3 I believe this is what Anderson (2008) was referring to when they state “Summary index tests make sense … when there is an a priori reason to believe that a group of outcomes will be affected in a consistent direction” (p. 1488).

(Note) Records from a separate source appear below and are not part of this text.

PR #1988, opened 2026-08-25
Enhance SPO voting process documentation to clarify multiple votes in a single transaction

thenic95:
Thanks for contributing. Complete the checklist, fill in the section below, and create the pull request.

## Checklist

- [x] I have read the [Contributing Guidelines](https://github.com/cardano-foundation/developer-portal/blob/staging/CONTRIBUTING.md).
- [x] I have not committed any changes to `yarn.lock` (or have [removed these changes](https://github.com/cardano-foundation/developer-portal/blob/staging/CONTRIBUTING.md#faq)).

The current SPO Governance Page does not indicate that the pools can vote on more than one governance action in a single transaction. I addressed this by adding examples and showcasing how this can be done.


docs/operators/governance/spo-governance.md
```diff
@@ -148,7 +181,18 @@ cardano-cli conway query proposals \
   | jq '.[0].stakePoolVotes'
 ```
 
-Your pool ID should appear in the `stakePoolVotes` object with your chosen vote.
+Your pool ID should appear in the `stakePoolVotes` object with your chosen vote (`VoteYes`, `VoteNo` or `Abstain`). If you voted on several actions in one transaction, check each action ID in turn — or list every vote your pool has cast in one pass:
```
katomm: `query proposals --all-proposals` only returns proposals still live in the ledger. Once an action is ratified, enacted or expired it drops out of the output, so its vote no longer shows up here (and proposals submitted in the current epoch are excluded as well). Scoping the claim to active proposals avoids operators concluding a vote was never recorded:

```suggestion
Your pool ID should appear in the `stakePoolVotes` object with your chosen vote (`VoteYes`, `VoteNo` or `Abstain`). If you voted on several actions in one transaction, check each action ID in turn — or list your pool's votes on all currently active proposals in one pass:
```

docs/operators/governance/spo-governance.md
```diff
@@ -148,7 +181,18 @@ cardano-cli conway query proposals \
...
+
+```shell
+# stakePoolVotes is keyed by the hex-encoded pool ID, not the bech32 pool1... form
+POOL_ID=$(cardano-cli conway stake-pool id \
+  --cold-verification-key-file cold.vkey --output-hex)
```
katomm, line 189: `--output-hex` only exists since cardano-cli 10.9.0.0. Older releases still in use only accept `--output-format hex` (deprecated but working everywhere), which is also the spelling [register-stake-pool.md](https://github.com/cardano-foundation/developer-portal/blob/staging/docs/operators/block-producer/register-stake-pool.md#L193) uses for the same command. A short comment in the snippet would cover operators on older node bundles, for example: `# on cardano-cli < 10.9.0.0 use --output-format hex instead`.

docs/operators/governance/spo-governance.md
```diff
@@ -206,6 +250,7 @@ See [Calidus Keys](../../operator-tools/calidus-keys) for setup instructions.
 ## Key points
 
 - **One vote per proposal per pool.** Submitting a second vote overwrites the first.
+- **Many proposals per transaction.** One vote file per governance action, all of them in a single transaction, signed once with your cold key. Use it when several actions are live so your cold key comes out of the air gap once instead of once per proposal.
```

The matrix multiplication \(\color{green}{(\boldsymbol 1 ' \boldsymbol \Sigma_j^{-1})}\color{#1F77B4}{(\tilde{\boldsymbol y}_{ij})}\) results in a scalar that is a weighted sum of all the outcomes in domain \(j\) for individual \(i\): \[ s_{ij} \equiv \begin{pmatrix} w_{j1} & w_{jK_J} \end{pmatrix} \begin{pmatrix} \tilde{y}_{ij1} \\ \vdots \\ \tilde{y}_{ijK_j} \end{pmatrix} =\sum_{k=1}^{K_j} w_{jk} \tilde{y}_{ijk}. \] The quantity \((\boldsymbol 1' \boldsymbol \Sigma _j^{-1} \boldsymbol 1)\) is simply the sum of all the weights in \(\boldsymbol w_j\): \[ \begin{pmatrix} w_{j1} & \ldots & w_{jK_j}\end{pmatrix} \begin{pmatrix} 1 \\ \vdots \\ 1 \end{pmatrix} = \sum_{k=1}^{K_j} w_{jk}. \] Finally, multiplying the weighted sum \(\color{green}{(\boldsymbol 1 ' \boldsymbol \Sigma_j^{-1})}\color{#1F77B4}{(\tilde{\boldsymbol y}_{ij})}\) by the inverse \(\color{#FF7F0E}{(\boldsymbol 1' \boldsymbol \Sigma _j^{-1} \boldsymbol 1)^{-1}}\) results in a weighted average of the outcomes in domain \(j\) for individual \(i\): \[ \bar{s}_{ij} = \frac{\sum_{k=1}^{K_j} w_{jk} \tilde{y}_{ijk}}{\sum_{k=1}^{K_j} w_{jk}}. \] Thus, the summary index \(\bar{s}_{ij}\) is a weighted average of all the outcomes in domain \(j\) for individual \(i\), where the weights \(w_{jk}\) capture the conditional noise and overall redundancy in outcome \(k\). This weighting scheme ensures that outcomes providing stable, unique information about the domain are prioritized in the summary index.